'''

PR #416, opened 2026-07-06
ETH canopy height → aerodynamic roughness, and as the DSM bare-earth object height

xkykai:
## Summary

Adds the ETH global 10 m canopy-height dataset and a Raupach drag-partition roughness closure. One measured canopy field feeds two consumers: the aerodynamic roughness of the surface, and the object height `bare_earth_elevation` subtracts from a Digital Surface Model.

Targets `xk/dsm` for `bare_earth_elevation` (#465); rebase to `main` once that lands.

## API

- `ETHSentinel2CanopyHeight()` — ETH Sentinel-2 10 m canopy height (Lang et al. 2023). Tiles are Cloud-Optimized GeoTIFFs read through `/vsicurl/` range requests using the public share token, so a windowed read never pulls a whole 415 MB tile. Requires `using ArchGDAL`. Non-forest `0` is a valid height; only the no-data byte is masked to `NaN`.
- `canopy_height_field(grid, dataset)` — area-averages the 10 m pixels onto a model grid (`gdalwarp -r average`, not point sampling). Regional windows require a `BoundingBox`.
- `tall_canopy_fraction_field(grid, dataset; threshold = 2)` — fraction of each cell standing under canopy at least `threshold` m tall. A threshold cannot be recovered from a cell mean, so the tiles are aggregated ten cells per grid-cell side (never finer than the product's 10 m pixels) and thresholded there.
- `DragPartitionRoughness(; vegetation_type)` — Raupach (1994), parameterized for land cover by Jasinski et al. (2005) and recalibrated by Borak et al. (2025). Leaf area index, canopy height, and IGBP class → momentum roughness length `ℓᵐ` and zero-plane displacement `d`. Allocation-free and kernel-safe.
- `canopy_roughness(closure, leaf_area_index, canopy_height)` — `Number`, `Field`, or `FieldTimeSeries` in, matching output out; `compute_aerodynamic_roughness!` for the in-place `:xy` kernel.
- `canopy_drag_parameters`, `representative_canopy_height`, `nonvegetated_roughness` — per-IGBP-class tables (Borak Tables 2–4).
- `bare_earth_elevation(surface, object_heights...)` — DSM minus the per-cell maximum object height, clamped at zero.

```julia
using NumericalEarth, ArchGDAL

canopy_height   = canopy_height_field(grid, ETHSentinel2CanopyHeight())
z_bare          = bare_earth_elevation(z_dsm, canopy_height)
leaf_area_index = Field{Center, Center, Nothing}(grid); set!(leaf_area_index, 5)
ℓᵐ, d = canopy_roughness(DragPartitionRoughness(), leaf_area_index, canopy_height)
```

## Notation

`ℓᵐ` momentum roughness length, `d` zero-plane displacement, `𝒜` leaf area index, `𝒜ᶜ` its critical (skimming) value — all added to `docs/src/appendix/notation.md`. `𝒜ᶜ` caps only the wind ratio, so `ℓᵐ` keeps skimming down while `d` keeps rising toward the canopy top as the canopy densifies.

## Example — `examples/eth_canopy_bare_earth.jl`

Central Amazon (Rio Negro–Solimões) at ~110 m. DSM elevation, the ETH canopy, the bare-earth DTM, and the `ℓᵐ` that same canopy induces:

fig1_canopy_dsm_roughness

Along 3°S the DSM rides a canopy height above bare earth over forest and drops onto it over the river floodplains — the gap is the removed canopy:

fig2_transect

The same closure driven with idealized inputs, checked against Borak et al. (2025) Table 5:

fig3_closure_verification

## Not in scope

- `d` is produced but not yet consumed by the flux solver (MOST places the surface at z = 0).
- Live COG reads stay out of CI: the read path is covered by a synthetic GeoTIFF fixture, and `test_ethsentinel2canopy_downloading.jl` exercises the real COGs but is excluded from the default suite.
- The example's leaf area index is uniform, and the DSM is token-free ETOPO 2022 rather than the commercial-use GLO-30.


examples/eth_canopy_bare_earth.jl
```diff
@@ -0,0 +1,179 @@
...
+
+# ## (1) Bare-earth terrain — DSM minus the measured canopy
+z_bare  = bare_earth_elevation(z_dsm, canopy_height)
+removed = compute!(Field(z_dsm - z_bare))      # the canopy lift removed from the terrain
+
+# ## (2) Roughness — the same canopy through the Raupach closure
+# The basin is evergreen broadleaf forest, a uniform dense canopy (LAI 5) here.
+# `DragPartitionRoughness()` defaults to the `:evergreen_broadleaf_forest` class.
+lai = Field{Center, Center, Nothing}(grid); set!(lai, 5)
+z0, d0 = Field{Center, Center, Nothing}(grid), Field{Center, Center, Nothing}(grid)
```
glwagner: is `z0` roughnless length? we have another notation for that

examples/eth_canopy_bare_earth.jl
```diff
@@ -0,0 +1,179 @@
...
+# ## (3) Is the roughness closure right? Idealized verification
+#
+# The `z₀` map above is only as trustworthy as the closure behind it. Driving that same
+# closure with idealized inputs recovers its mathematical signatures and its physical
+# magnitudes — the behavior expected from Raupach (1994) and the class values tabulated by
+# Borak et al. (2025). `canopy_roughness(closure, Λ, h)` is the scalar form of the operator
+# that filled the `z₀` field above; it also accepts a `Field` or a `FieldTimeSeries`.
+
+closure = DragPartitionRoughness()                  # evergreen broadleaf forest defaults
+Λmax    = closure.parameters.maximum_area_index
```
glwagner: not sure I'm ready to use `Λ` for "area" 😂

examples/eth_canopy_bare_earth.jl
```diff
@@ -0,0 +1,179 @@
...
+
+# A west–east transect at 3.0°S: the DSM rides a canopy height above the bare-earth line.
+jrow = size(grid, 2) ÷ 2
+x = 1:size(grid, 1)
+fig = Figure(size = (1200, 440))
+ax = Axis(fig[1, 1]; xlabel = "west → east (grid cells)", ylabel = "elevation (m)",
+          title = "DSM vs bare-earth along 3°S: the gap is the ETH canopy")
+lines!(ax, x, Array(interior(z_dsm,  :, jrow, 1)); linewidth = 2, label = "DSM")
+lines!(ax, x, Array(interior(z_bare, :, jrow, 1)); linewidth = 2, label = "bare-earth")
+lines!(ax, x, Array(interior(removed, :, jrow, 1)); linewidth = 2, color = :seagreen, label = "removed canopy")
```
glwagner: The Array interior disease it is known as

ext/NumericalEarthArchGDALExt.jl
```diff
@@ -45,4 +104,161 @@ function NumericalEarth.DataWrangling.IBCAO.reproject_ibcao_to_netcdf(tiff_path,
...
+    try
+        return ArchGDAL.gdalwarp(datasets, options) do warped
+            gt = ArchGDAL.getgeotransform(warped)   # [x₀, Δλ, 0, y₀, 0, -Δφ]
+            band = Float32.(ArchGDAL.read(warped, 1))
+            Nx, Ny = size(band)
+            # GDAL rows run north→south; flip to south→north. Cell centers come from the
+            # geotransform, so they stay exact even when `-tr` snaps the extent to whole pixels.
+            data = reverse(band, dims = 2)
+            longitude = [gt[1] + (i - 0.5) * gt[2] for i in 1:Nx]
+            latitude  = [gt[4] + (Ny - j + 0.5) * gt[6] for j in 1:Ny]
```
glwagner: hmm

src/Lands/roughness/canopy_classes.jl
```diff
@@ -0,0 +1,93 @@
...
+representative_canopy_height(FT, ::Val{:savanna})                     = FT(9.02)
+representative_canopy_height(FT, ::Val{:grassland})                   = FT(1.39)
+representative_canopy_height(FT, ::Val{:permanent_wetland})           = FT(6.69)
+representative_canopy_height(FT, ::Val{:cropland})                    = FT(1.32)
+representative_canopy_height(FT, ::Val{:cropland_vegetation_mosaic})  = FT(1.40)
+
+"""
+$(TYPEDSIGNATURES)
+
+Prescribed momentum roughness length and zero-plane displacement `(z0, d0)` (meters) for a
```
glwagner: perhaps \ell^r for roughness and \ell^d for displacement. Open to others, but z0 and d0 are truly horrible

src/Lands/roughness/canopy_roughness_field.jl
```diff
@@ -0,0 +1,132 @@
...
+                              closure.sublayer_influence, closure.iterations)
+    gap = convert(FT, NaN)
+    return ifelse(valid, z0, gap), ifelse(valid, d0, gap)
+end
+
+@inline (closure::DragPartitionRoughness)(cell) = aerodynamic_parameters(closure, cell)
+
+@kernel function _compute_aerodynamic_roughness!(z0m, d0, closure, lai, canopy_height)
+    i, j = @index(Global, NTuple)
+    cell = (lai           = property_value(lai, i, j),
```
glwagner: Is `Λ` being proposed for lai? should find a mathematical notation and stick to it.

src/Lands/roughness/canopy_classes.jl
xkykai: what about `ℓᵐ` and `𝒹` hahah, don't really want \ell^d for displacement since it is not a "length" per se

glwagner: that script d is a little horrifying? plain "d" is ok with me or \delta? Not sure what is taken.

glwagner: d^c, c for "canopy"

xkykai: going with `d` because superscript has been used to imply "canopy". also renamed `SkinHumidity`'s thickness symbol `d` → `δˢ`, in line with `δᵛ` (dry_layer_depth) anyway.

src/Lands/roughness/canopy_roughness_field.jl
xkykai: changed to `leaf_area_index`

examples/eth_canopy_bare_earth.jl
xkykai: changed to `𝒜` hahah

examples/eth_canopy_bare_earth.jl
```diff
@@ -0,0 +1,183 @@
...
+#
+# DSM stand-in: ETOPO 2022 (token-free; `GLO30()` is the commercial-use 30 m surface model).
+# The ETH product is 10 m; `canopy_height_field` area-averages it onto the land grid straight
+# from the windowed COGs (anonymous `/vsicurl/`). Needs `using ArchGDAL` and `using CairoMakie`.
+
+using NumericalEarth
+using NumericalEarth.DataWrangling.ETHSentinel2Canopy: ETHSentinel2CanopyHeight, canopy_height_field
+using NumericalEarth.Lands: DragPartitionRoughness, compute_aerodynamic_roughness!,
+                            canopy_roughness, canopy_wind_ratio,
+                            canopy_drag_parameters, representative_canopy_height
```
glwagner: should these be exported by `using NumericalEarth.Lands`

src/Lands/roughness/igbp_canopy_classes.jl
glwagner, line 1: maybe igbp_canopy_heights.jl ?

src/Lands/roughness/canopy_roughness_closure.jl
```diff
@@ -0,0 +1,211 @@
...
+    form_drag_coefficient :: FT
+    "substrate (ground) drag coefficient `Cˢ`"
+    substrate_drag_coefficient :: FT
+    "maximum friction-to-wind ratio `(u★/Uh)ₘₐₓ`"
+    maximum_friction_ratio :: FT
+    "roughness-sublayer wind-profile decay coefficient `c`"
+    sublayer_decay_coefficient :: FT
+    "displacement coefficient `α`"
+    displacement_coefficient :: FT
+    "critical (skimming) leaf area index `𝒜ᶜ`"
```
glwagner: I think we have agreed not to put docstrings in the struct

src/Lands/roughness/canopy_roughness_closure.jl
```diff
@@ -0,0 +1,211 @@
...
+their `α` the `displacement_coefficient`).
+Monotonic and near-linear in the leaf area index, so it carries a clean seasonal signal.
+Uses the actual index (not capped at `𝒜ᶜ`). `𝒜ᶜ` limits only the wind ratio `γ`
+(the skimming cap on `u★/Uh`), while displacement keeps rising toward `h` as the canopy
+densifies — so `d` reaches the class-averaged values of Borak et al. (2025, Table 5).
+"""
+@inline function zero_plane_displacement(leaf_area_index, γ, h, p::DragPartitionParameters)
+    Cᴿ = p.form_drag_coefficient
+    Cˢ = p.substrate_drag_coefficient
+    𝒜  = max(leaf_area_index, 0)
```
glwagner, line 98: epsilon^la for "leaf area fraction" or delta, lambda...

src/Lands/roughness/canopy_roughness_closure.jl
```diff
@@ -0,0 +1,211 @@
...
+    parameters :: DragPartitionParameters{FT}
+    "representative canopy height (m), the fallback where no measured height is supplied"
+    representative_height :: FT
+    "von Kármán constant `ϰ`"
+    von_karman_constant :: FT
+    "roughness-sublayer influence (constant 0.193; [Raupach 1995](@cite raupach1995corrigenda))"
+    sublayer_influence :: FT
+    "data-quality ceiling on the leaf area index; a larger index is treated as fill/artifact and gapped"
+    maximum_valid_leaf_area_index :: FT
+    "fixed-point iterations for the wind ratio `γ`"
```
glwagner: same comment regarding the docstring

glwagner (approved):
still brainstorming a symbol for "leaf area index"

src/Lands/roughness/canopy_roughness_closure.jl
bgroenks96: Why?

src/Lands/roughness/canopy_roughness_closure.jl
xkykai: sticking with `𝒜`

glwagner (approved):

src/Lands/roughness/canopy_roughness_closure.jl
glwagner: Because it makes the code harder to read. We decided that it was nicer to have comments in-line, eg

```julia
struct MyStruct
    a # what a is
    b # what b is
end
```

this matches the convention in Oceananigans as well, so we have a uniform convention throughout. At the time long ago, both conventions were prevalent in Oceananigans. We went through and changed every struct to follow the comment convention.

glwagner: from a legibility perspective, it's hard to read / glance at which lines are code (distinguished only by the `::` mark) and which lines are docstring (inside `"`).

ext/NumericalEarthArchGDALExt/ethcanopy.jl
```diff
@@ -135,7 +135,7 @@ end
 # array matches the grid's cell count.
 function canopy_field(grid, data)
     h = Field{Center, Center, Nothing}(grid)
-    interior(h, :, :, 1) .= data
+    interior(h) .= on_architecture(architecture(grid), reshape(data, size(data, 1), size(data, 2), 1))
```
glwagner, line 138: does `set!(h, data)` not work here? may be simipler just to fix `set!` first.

'''

[Problem to work on]: Search the entries above for the word "lines" and copy each line where it appears.

[Final answer]:
+lines!(ax, x, Array(interior(z_dsm,  :, jrow, 1)); linewidth = 2, label = "DSM")
+lines!(ax, x, Array(interior(z_bare, :, jrow, 1)); linewidth = 2, label = "bare-earth")
+lines!(ax, x, Array(interior(removed, :, jrow, 1)); linewidth = 2, color = :seagreen, label = "removed canopy")
glwagner: from a legibility perspective, it's hard to read / glance at which lines are code (distinguished only by the `::` mark) and which lines are docstring (inside `"`).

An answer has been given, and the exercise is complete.